Change backbone in MaskRCNN

I have a Mask RCNN using ResNet50, that works fine, except that it very slow and very big.
It runs out of GPU Memory as soon as I set the batch_size to more than 2(!).

Since I do not have 1000 different classes to detect & classify (like ImageNet), but only 50, I was wondering if a smaller backbone would not be a better fit!?
So I want to test different backbones.

In the pedestrian tutorial I find a part that explains how to exchange the backbone:
This sample does the modification for FasterRCNN (doc error?), but it seems works fine for Mask RCNN.
But doesn’t it need a mask_roi_pooler too? If so how?

I tried the same adaptations for AlexNet and VGG16, but I failed.
Could anyone help me to get AlexNet or VGG in there?


Why not just replace resnet 50 layers with 18. Also, try PyTorch mixed-precision, it reduces the memory used a lot, maybe by half.

Yes, I tried it and resnet18 works fine :slight_smile:
And I will try the mixed precision, if I find some howto…

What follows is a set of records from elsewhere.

PR #4950, opened 2020-07-08
[network][breaking][1/2] add encrypted network address

phlip9:
Encrypting the on-chain network addresses is purely a defense-in-depth mitigation to minimize attack surface and reduce DDoS attacks on the validators by restricting the visibility of their public-facing network addresses only to other validators.

These encrypted network addresses are intended to be stored on-chain under each validator's advertised network addresses in their `ValidatorConfig`s. All validators share the secret `shared_val_netaddr_key`, though each validator's addresses are encrypted using a per-validator `derived_key`.

We use per-validator `derived_key`s to limit the blast radius of nonce reuse to each validator, i.e., a validator that accidentally reuses a nonce will only leak information about their network addresses or `derived_key`.

```txt
derived_key := HKDF-SHA3-256::extract_and_expand(
    salt=HKDF_SALT,
    ikm=shared_val_netaddr_key,
    info=account_address,
    output_length=32,
)
```

A raw network address, `addr`, is then encrypted using AES-256-GCM.

```txt
enc_addr := AES-256-GCM::encrypt(
    key=derived_key,
    nonce=seq_num || addr_idx,
    ad=key_version,
    message=addr,
)
```

Note: the last 16 bytes of `enc_addr` contains the authentication tag.

In order to reduce the probability of nonce reuse, validators should use the sequence number of the rotation transaction in the `seq_num` field.

The `EncNetworkAddress` struct also contains a `key_version` field, which identifies the specific `shared_val_netaddr_key` used to encrypt/decrypt the `EncNetworkAddress`.

Note: to help split this feature into smaller diffs, we push out the encrypted network addresses on-chain but only using a constant test key. Subsequent diffs will also add the corresponding key to the key manager, load it on startup, and use it in the places where the test key is currently used.

### DIFF
--- a/config/management/src/validator_config.rs
+++ b/config/management/src/validator_config.rs
@@ -76,14 +76,13 @@ impl ValidatorConfig {
                     validator_address, e
                 ))
             })?;
-        let enc_validator_address = raw_validator_address
-            .encrypt(&root_key, key_version, &sender, sequence_number, addr_idx)
-            .map_err(|e| {
-                Error::UnexpectedError(format!(
-                    "error encrypting validator address: \"{}\", error: {}",
-                    validator_address, e
-                ))
-            })?;
+        let enc_validator_address = raw_validator_address.encrypt(
+            &root_key,
+            key_version,
+            &sender,
+            sequence_number,
+            addr_idx,
+        );
         let raw_enc_validator_address = RawEncNetworkAddress::try_from(&enc_validator_address)
             .map_err(|e| {
                 Error::UnexpectedError(format!(
--- a/config/management/src/validator_config.rs
+++ b/config/management/src/validator_config.rs
@@ -12,7 +12,10 @@ use libra_crypto::{ed25519::Ed25519PublicKey, x25519, ValidCryptoMaterial};
 use libra_global_constants::{
     CONSENSUS_KEY, FULLNODE_NETWORK_KEY, OPERATOR_KEY, VALIDATOR_NETWORK_KEY,
 };
-use libra_network_address::{NetworkAddress, RawNetworkAddress};
+use libra_network_address::{
+    encrypted::{RawEncNetworkAddress, TEST_ROOT_KEY, TEST_ROOT_KEY_VERSION},
+    NetworkAddress, RawNetworkAddress,
+};
 use libra_secure_storage::{CryptoStorage, KVStorage, Storage, Value};
 use libra_secure_time::{RealTimeService, TimeService};
 use libra_types::{
@@ -45,6 +48,20 @@ impl ValidatorConfig {
         let validator_network_key = x25519_from_storage(VALIDATOR_NETWORK_KEY, &local_storage)?;
         let operator_key = ed25519_from_storage(OPERATOR_KEY, &local_storage)?;
 
+        // TODO(davidiw): In genesis this is irrelevant -- afterward we need to obtain the
+        // current sequence number by querying the blockchain.
+        let sequence_number = 0;
+
+        // TODO(davidiw): This is currently not supported
+        // let sender = self.owner_address;
+        let sender = account_address::from_public_key(&operator_key);
+
+        // TODO(philiphayes): actually get the real keys from storage
+        let root_key = TEST_ROOT_KEY;
+        let key_version = TEST_ROOT_KEY_VERSION;
+        // only supports one address for now
+        let addr_idx = 0;
+
         // append ln-noise-ik and ln-handshake protocols to base network addresses
 
         let validator_address = self
@@ -53,6 +70,11 @@ impl ValidatorConfig {
             .append_prod_protos(validator_network_key, HANDSHAKE_VERSION);
         let raw_validator_address = RawNetworkAddress::try_from(&validator_address)
             .map_err(|e| Error::UnexpectedError(format!("(raw_validator_address) {}", e)))?;
+        let enc_validator_address = raw_validator_address
+            .encrypt(&root_key, key_version, &sender, sequence_number, addr_idx)
+            .map_err(|e| Error::UnexpectedError(format!("(enc_validator_address) {}", e)))?;
+        let raw_enc_validator_address = RawEncNetworkAddress::try_from(&enc_validator_address)
+            .map_err(|e| Error::UnexpectedError(format!("(raw_enc_validator_address) {}", e)))?;
 
         let fullnode_address = self
             .fullnode_address
@@ -63,24 +85,16 @@ impl ValidatorConfig {
 
         // Step 2) Generate transaction
 
-        // TODO(davidiw): This is currently not supported
-        // let sender = self.owner_address;
-        let sender = account_address::from_public_key(&operator_key);
-
         // TODO(philiphayes): remove network identity pubkey field from struct when
         // transition complete
         let script = transaction_builder::encode_set_validator_config_script(
             sender,
             consensus_key.to_bytes().to_vec(),
             validator_network_key.to_bytes(),
-            raw_validator_address.into(),
+            raw_enc_validator_address.into(),
             fullnode_network_key.to_bytes(),
             raw_fullnode_address.into(),
         );
-
-        // TODO(davidiw): In genesis this is irrelevant -- afterward we need to obtain the
-        // current sequence number by querying the blockchain.
-        let sequence_number = 0;
         let expiration_time = RealTimeService::new().now() + constants::TXN_EXPIRATION_SECS;
         let raw_transaction = RawTransaction::new_script(
             sender,
--- a/config/management/src/validator_config.rs
+++ b/config/management/src/validator_config.rs
@@ -13,7 +13,9 @@ use libra_global_constants::{
     CONSENSUS_KEY, FULLNODE_NETWORK_KEY, OPERATOR_KEY, VALIDATOR_NETWORK_KEY,
 };
 use libra_network_address::{
-    encrypted::{RawEncNetworkAddress, TEST_ROOT_KEY, TEST_ROOT_KEY_VERSION},
+    encrypted::{
+        RawEncNetworkAddress, TEST_SHARED_VAL_NETADDR_KEY, TEST_SHARED_VAL_NETADDR_KEY_VERSION,
+    },
     NetworkAddress, RawNetworkAddress,
 };
 use libra_secure_storage::{CryptoStorage, KVStorage, Storage, Value};
@@ -56,9 +58,6 @@ impl ValidatorConfig {
         // let sender = self.owner_address;
         let sender = account_address::from_public_key(&operator_key);
 
-        // TODO(philiphayes): actually get the real keys from storage
-        let root_key = TEST_ROOT_KEY;
-        let key_version = TEST_ROOT_KEY_VERSION;
         // only supports one address for now
         let addr_idx = 0;
 
@@ -77,8 +76,8 @@ impl ValidatorConfig {
                 ))
             })?;
         let enc_validator_address = raw_validator_address.encrypt(
-            &root_key,
-            key_version,
+            &TEST_SHARED_VAL_NETADDR_KEY,
+            TEST_SHARED_VAL_NETADDR_KEY_VERSION,
             &sender,
             sequence_number,
             addr_idx,
--- a/config/management/src/validator_config.rs
+++ b/config/management/src/validator_config.rs
@@ -63,25 +63,45 @@ impl ValidatorConfig {
         let addr_idx = 0;
 
         // append ln-noise-ik and ln-handshake protocols to base network addresses
+        // and encrypt the validator address.
 
         let validator_address = self
             .validator_address
             .clone()
             .append_prod_protos(validator_network_key, HANDSHAKE_VERSION);
-        let raw_validator_address = RawNetworkAddress::try_from(&validator_address)
-            .map_err(|e| Error::UnexpectedError(format!("(raw_validator_address) {}", e)))?;
+        let raw_validator_address =
+            RawNetworkAddress::try_from(&validator_address).map_err(|e| {
+                Error::UnexpectedError(format!(
+                    "error serializing validator address: \"{}\", error: {}",
+                    validator_address, e
+                ))
+            })?;
         let enc_validator_address = raw_validator_address
             .encrypt(&root_key, key_version, &sender, sequence_number, addr_idx)
-            .map_err(|e| Error::UnexpectedError(format!("(enc_validator_address) {}", e)))?;
+            .map_err(|e| {
+                Error::UnexpectedError(format!(
+                    "error encrypting validator address: \"{}\", error: {}",
+                    validator_address, e
+                ))
+            })?;
         let raw_enc_validator_address = RawEncNetworkAddress::try_from(&enc_validator_address)
-            .map_err(|e| Error::UnexpectedError(format!("(raw_enc_validator_address) {}", e)))?;
+            .map_err(|e| {
+                Error::UnexpectedError(format!(
+                    "error serializing encrypted validator address: {:?}, error: {}",
+                    enc_validator_address, e
+                ))
+            })?;
 
         let fullnode_address = self
             .fullnode_address
             .clone()
             .append_prod_protos(fullnode_network_key, HANDSHAKE_VERSION);
-        let raw_fullnode_address = RawNetworkAddress::try_from(&fullnode_address)
-            .map_err(|e| Error::UnexpectedError(format!("(raw_fullnode_address) {}", e)))?;
+        let raw_fullnode_address = RawNetworkAddress::try_from(&fullnode_address).map_err(|e| {
+            Error::UnexpectedError(format!(
+                "error serializing fullnode address: \"{}\", error: {}",
+                fullnode_address, e
+            ))
+        })?;
 
         // Step 2) Generate transaction
 
--- a/network/network-address/src/encrypted.rs
+++ b/network/network-address/src/encrypted.rs
@@ -147,18 +147,9 @@ pub struct EncNetworkAddress {
     enc_addr: Vec<u8>,
 }
 
-/// Possible errors when parsing a human-readable [`NetworkAddress`].
 #[derive(Error, Debug)]
-pub enum Error {
-    #[error("error encrypting network address")]
-    EncryptError,
-
-    #[error("error decrypting network address")]
-    DecryptError,
-
-    #[error("ciphertext is too small to even contain the auth tag: length: {0}")]
-    CiphertextTooSmall(usize),
-}
+#[error("error decrypting network address")]
+pub struct DecryptError;
 
 //////////////////////////
 // RawEncNetworkAddress //
@@ -208,6 +199,9 @@ impl Arbitrary for RawEncNetworkAddress {
 ///////////////////////
 
 impl EncNetworkAddress {
+    /// ### Panics
+    ///
+    /// encrypt will panic if `addr` length > 64 GiB.
     pub fn encrypt(
         addr: RawNetworkAddress,
         root_key: &RootKey,
@@ -215,7 +209,7 @@ impl EncNetworkAddress {
         account: &AccountAddress,
         seq_num: u64,
         addr_idx: u32,
-    ) -> Result<Self, Error> {
+    ) -> Self {
         // unpack the RawNetworkAddress into its base Vec<u8>
         let mut addr_vec: Vec<u8> = addr.into();
 
@@ -236,18 +230,20 @@ impl EncNetworkAddress {
         let ad_slice = &ad_buf[..];
 
         // encrypt the raw network address in-place
+        // note: this can technically panic if the serialized network address
+        //       length is > 64 GiB
         let auth_tag = aead
             .encrypt_in_place_detached(nonce_slice, ad_slice, &mut addr_vec)
-            .map_err(|_| Error::EncryptError)?;
+            .expect("addr.len() must be <= 64 GiB");
 
         // append the authentication tag
         addr_vec.extend_from_slice(auth_tag.as_slice());
 
-        Ok(Self {
+        Self {
             root_key_version,
             seq_num,
             enc_addr: addr_vec,
-        })
+        }
     }
 
     pub fn decrypt(
@@ -255,7 +251,7 @@ impl EncNetworkAddress {
         root_key: &RootKey,
         account: &AccountAddress,
         addr_idx: u32,
-    ) -> Result<RawNetworkAddress, Error> {
+    ) -> Result<RawNetworkAddress, DecryptError> {
         let root_key_version = self.root_key_version;
         let seq_num = self.seq_num;
         let mut enc_addr = self.enc_addr;
@@ -263,7 +259,7 @@ impl EncNetworkAddress {
         // ciphertext is too small to even contain the authentication tag, so it
         // must be invalid.
         if enc_addr.len() < AES_GCM_TAG_LEN {
-            return Err(Error::CiphertextTooSmall(enc_addr.len()));
+            return Err(DecryptError);
         }
 
         let account_key = Self::derive_account_key(root_key, account);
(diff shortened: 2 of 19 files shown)


config/management/src/validator_config.rs
```diff
@@ -53,6 +70,11 @@ impl ValidatorConfig {
             .append_prod_protos(validator_network_key, HANDSHAKE_VERSION);
         let raw_validator_address = RawNetworkAddress::try_from(&validator_address)
             .map_err(|e| Error::UnexpectedError(format!("(raw_validator_address) {}", e)))?;
+        let enc_validator_address = raw_validator_address
+            .encrypt(&root_key, key_version, &sender, sequence_number, addr_idx)
+            .map_err(|e| Error::UnexpectedError(format!("(enc_validator_address) {}", e)))?;
+        let raw_enc_validator_address = RawEncNetworkAddress::try_from(&enc_validator_address)
```
gregnazario, line 76: Should we come up with a new name for these?

I found it confusing earlier with the:
* NetworkAddress (Uses Protocols)
* RawNetworkAddress (Uses encoded protocols)

And we've now added:
* RawEncNetworkAddress (Uses Encrypted, encoded protocols) but, for me looking at it with no knowledge might think it's just encoded.

It might not be for right now, but we should think of a way to simplify it or rename it, I don't have a good suggestion off the top of my head right now.

config/management/src/validator_config.rs
```diff
@@ -53,6 +70,11 @@ impl ValidatorConfig {
...
+            .map_err(|e| Error::UnexpectedError(format!("(raw_enc_validator_address) {}", e)))?;
```
gregnazario, line 77: Nit: "Unable to convert validator address" or something more descriptive?

gregnazario, line 77: I know this seems to be the Rust way to do it, but could we attach the error handling of a poorly formed NetworkAddress conversion to the converting function.  e.g. use RawEncNetworkAddress::from(&enc_validator_address), and put the mapping of error there to cut down on places we may reuse it.

config/management/src/validator_config.rs
phlip9: hmm, maybe "Raw" is the wrong prefix? would it be less confusing if it was like `SerNetworkAddress` (i.e., serialized network address)? personally, i think `EncryptedNetworkAddress` is getting a bit too long : ( maybe we shorten `NetworkAddress` to `NetAddr`?

one of the reasons for the thin `RawNetworkAddress`/`RawEncNetworkAddress` wrappers is to ensure we can't accidentally deserialize as the wrong thing.

for example, the on-chain representation of a `validator_network_address` in each `ValidatorConfig` is just a `vector<u8>` in Move, but we represent it as a `RawEncNetworkAddress` in rust so it's not possible (or at least harder) to accidentally deserialize it as something that's not an `EncNetworkAddress`.

in my mind the types sort of encode the transformations

NetworkAddress <--> RawNetworkAddress <--> EncNetworkAddress <--> RawEncNetworkAddress

gregnazario: Will we always know ahead of time if it's encrypted or not?

Maybe `Bin` instead of `Raw` to point out it's binary, but I don't think that part is really important.  

I guess my nit here is EncNetworkAddress isn't really an Encrypted NetworkAddress, but instead an encrypted RawNetworkAddress.

network/network-address/src/encrypted.rs
```diff
@@ -0,0 +1,482 @@
...
+use move_core_types::account_address::AccountAddress;
+use once_cell::sync::Lazy;
+#[cfg(any(test, feature = "fuzzing"))]
+use proptest::prelude::*;
+use serde::{Deserialize, Serialize};
+use std::{convert::TryFrom, mem};
+use thiserror::Error;
+
+/// The length in bytes of the AES-256-GCM authentication tag.
+pub const AES_GCM_TAG_LEN: usize = 16;
```
mimoo, line 23: btw I also set this in crypto/noise IIRC, maybe worth setting this in one place in crypto

phlip9: yeah i remember that, just thought it was clearer to have it nearby the actual code that uses it

network/network-address/src/encrypted.rs
```diff
@@ -0,0 +1,482 @@
...
+
+/// We salt the HKDF for deriving the account keys to provide application
+/// separation.
+///
+/// Note: modifying this salt is a backwards-incompatible protocol change.
+///
+/// For readers, this hash value is equal to the following hex string:
+/// `"dfc8ffcc7f62ea4e5b9bc41ee7969b44275419ebaad1db27d2a191b6d1db6d13"`
+pub static HKDF_SALT: Lazy<HashValue> =
+    Lazy::new(|| HashValue::sha3_256_of(b"LIBRA_ENCRYPTED_NETWORK_ADDRESS_SALT"));
```
mimoo, line 54: why hash the string?

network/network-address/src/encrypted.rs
PR #5191, opened 2020-07-18
[Key Manager] Add ChainID to ConfigBuilder and update docker containers.

JoshLind:
## Motivation

Chain ids were recently added to transactions to prevent replaying transactions across different blockchains (https://github.com/libra/libra/pull/4969). As part of this change, we need to update the config builder support for the key manager, as well as the docker containers, to allow configurable chain ids. This PR provides two commits:

1. First, we add chain id support to the config builder test for the key manager (as well as refactor the ordering of the chain id in the config).
2. Second, we update the key manager docker containers to pass the chain id to the key manager and use consistent "CFG_*" naming where appropriate.

Yes.

## Test Plan

All tests still pass locally. Moreover, running the key manager locally using the docker container seemed to work without any issues.

## Related PRs

https://github.com/libra/libra/pull/4969

### DIFF
--- a/config/config-builder/src/key_manager_config.rs
+++ b/config/config-builder/src/key_manager_config.rs
@@ -6,11 +6,11 @@ use libra_config::config::{KeyManagerConfig as KMConfig, SecureBackend, Token, V
 use libra_types::chain_id::ChainId;
 
 pub struct KeyManagerConfig {
-    pub chain_id: ChainId,
     pub rotation_period_secs: Option<u64>,
     pub sleep_period_secs: Option<u64>,
     pub txn_expiration_secs: Option<u64>,
 
+    pub chain_id: ChainId,
     pub json_rpc_endpoint: String,
 
     pub vault_host: String,
@@ -24,10 +24,10 @@ impl Default for KeyManagerConfig {
     fn default() -> Self {
         let template = KMConfig::default();
         Self {
-            chain_id: ChainId::test(),
             rotation_period_secs: None,
             sleep_period_secs: None,
             txn_expiration_secs: None,
+            chain_id: ChainId::test(),
             json_rpc_endpoint: template.json_rpc_endpoint.clone(),
             vault_host: "127.0.0.1:8200".to_string(),
             vault_namespace: None,
@@ -73,12 +73,14 @@ mod test {
 
     #[test]
     fn verify_generation() {
+        let chain_id = ChainId::test();
         let json_rpc_endpoint = "http://127.12.12.12:7873";
         let rotation_period_secs = 100;
         let vault_host = "182.0.0.1:8080";
         let vault_token = "root_token";
 
         let mut key_manager_config = KeyManagerConfig::new();
+        key_manager_config.chain_id = chain_id;
         key_manager_config.json_rpc_endpoint = json_rpc_endpoint.into();
         key_manager_config.rotation_period_secs = Some(rotation_period_secs);
         key_manager_config.vault_host = vault_host.into();
@@ -86,6 +88,7 @@ mod test {
 
         let key_manager_config = key_manager_config.build().unwrap();
 
+        assert_eq!(chain_id, key_manager_config.chain_id);
         assert_eq!(json_rpc_endpoint, key_manager_config.json_rpc_endpoint);
         assert_eq!(
             rotation_period_secs,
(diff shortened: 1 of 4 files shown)


docker/safety-rules/key-manager.sh
```diff
@@ -9,6 +9,9 @@ if [ -n "${KEY_MANAGER_CONFIG}" ]; then # Path to key manager config
     echo "${KEY_MANAGER_CONFIG}" > /opt/libra/etc/key_manager.yaml
     params+="--template /opt/libra/etc/key_manager.yaml "
 fi
+if [ -n "${CHAIN_ID}" ]; then
```
davidiw, line 12: interesting, why aren't these CFG_?
I guess because Michael hasn't gotten to them, but if you take a look at the rest they are all CFG_...

JoshLind:
@davidiw, rebased, please take another look when you get a chance 😄

docker/safety-rules/key-manager.sh
JoshLind: Done, thanks!

config/config-builder/src/key_manager_config.rs
```diff
@@ -6,11 +6,11 @@ use libra_config::config::{KeyManagerConfig as KMConfig, SecureBackend, Token, V
 use libra_types::chain_id::ChainId;
 
 pub struct KeyManagerConfig {
-    pub chain_id: ChainId,
     pub rotation_period_secs: Option<u64>,
     pub sleep_period_secs: Option<u64>,
     pub txn_expiration_secs: Option<u64>,
 
+    pub chain_id: ChainId,
```
davidiw, line 13: why? :O

config/config-builder/src/key_manager_config.rs
```diff
@@ -24,10 +24,10 @@ impl Default for KeyManagerConfig {
     fn default() -> Self {
         let template = KMConfig::default();
         Self {
-            chain_id: ChainId::test(),
             rotation_period_secs: None,
             sleep_period_secs: None,
             txn_expiration_secs: None,
+            chain_id: ChainId::test(),
```
davidiw, line 30: the ordering here is a bit interesting... why not everything in alpha?

config/config-builder/src/key_manager_config.rs
```diff
@@ -73,19 +73,22 @@ mod test {
...
         let vault_token = "root_token";
 
         let mut key_manager_config = KeyManagerConfig::new();
+        key_manager_config.chain_id = chain_id;
         key_manager_config.json_rpc_endpoint = json_rpc_endpoint.into();
         key_manager_config.rotation_period_secs = Some(rotation_period_secs);
         key_manager_config.vault_host = vault_host.into();
         key_manager_config.vault_token = vault_token.into();
 
         let key_manager_config = key_manager_config.build().unwrap();
```
davidiw, line 89: the naming here is weird, maybe you should call the first one builder and this one is the actual config. I had to double check what we're doing here :P

docker/safety-rules/key-manager.sh
```diff
@@ -12,26 +12,26 @@ fi
 if [ -n "${CFG_CHAIN_ID}" ]; then
         params+="--chain-id ${CFG_CHAIN_ID} "
 fi
-if [ -n "${JSON_RPC_ENDPOINT}" ]; then
-    params+="--json-rpc-endpoint ${JSON_RPC_ENDPOINT} "
+if [ -n "${CFG_JSON_RPC_ENDPOINT}" ]; then
```
davidiw, line 15: are these defined anywhere else? do we need to update some k8s or terraform?

config/config-builder/src/key_manager_config.rs
JoshLind: This ordering matches the order of the field definitions (see above).

config/config-builder/src/key_manager_config.rs
JoshLind: The chain id has more in common with the json rpc interface (i.e., it helps to specify which blockchain we're pointing to). The previous grouping with the time periods seemed very odd to me! Although this is a clarification that I don't feel super strongly about..

docker/safety-rules/key-manager.sh
JoshLind: 'cc @mgorven. Any impact to these files? I can find one reference but not sure if it's breaking.

mgorven: k8s doesn't use these entrypoint files. The keymanager config file will need to be updated: https://github.com/libra/partners/blob/master/validator/helm/files/configs/keymanager.yaml

JoshLind: Awesome, thanks! I'll update that repo too

JoshLind:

I still would love to experiment with very small or even self made backbones.
Its not only that my use case has 50 instead of 1000 classes, its also that I have very few samples only.
So it is essiential that I reduce the number of weights/parameters to a minimum, to have a fast learning model.

I have tried the 50 classes without detection (just as cutout images) and could train them with AlexNet or VGG10 with 15 samples each class (and a lot of image augmentation) with 80-85% accuracy. And now I would like to do the same with the Mask RCNN around it to detect the objects first.

I had the impression that the backbone can easily be exchanged, but it seems the adaptation is very specific and not obvious. Therefore I need some help here.

There is an official example for PyTorch’s amp.

If I were in your place, I shall stick to the larger model itself. They are have already learned a lot of patterns and even though they take more time per epoch, they only need a few of them to give good results. I would strongly suggest you first try freezing all blocks except the last and finetune on your dataset. That’s the best way forward. This should be much much faster to train too.

Irrespective of number of classes, the models should learn a ton of features and should be able to generalize. I would say only a small portion of the last layers would be focusing on the class level patterns.

I hope this helps.

AMP helped a lot here!
It reduced size and inreased performance.
And since I can now use batch_size 8 it really speeds up everything!
Thanks a lot for this advise! :slight_smile:

Still, if anyone has ever succeded in getting AlexNet or VGG to run inside MaskRCNN, please show me how.
Even if it does not help, it would help me to convince my boss that this is not a solution.

Thanks for the update, great to know.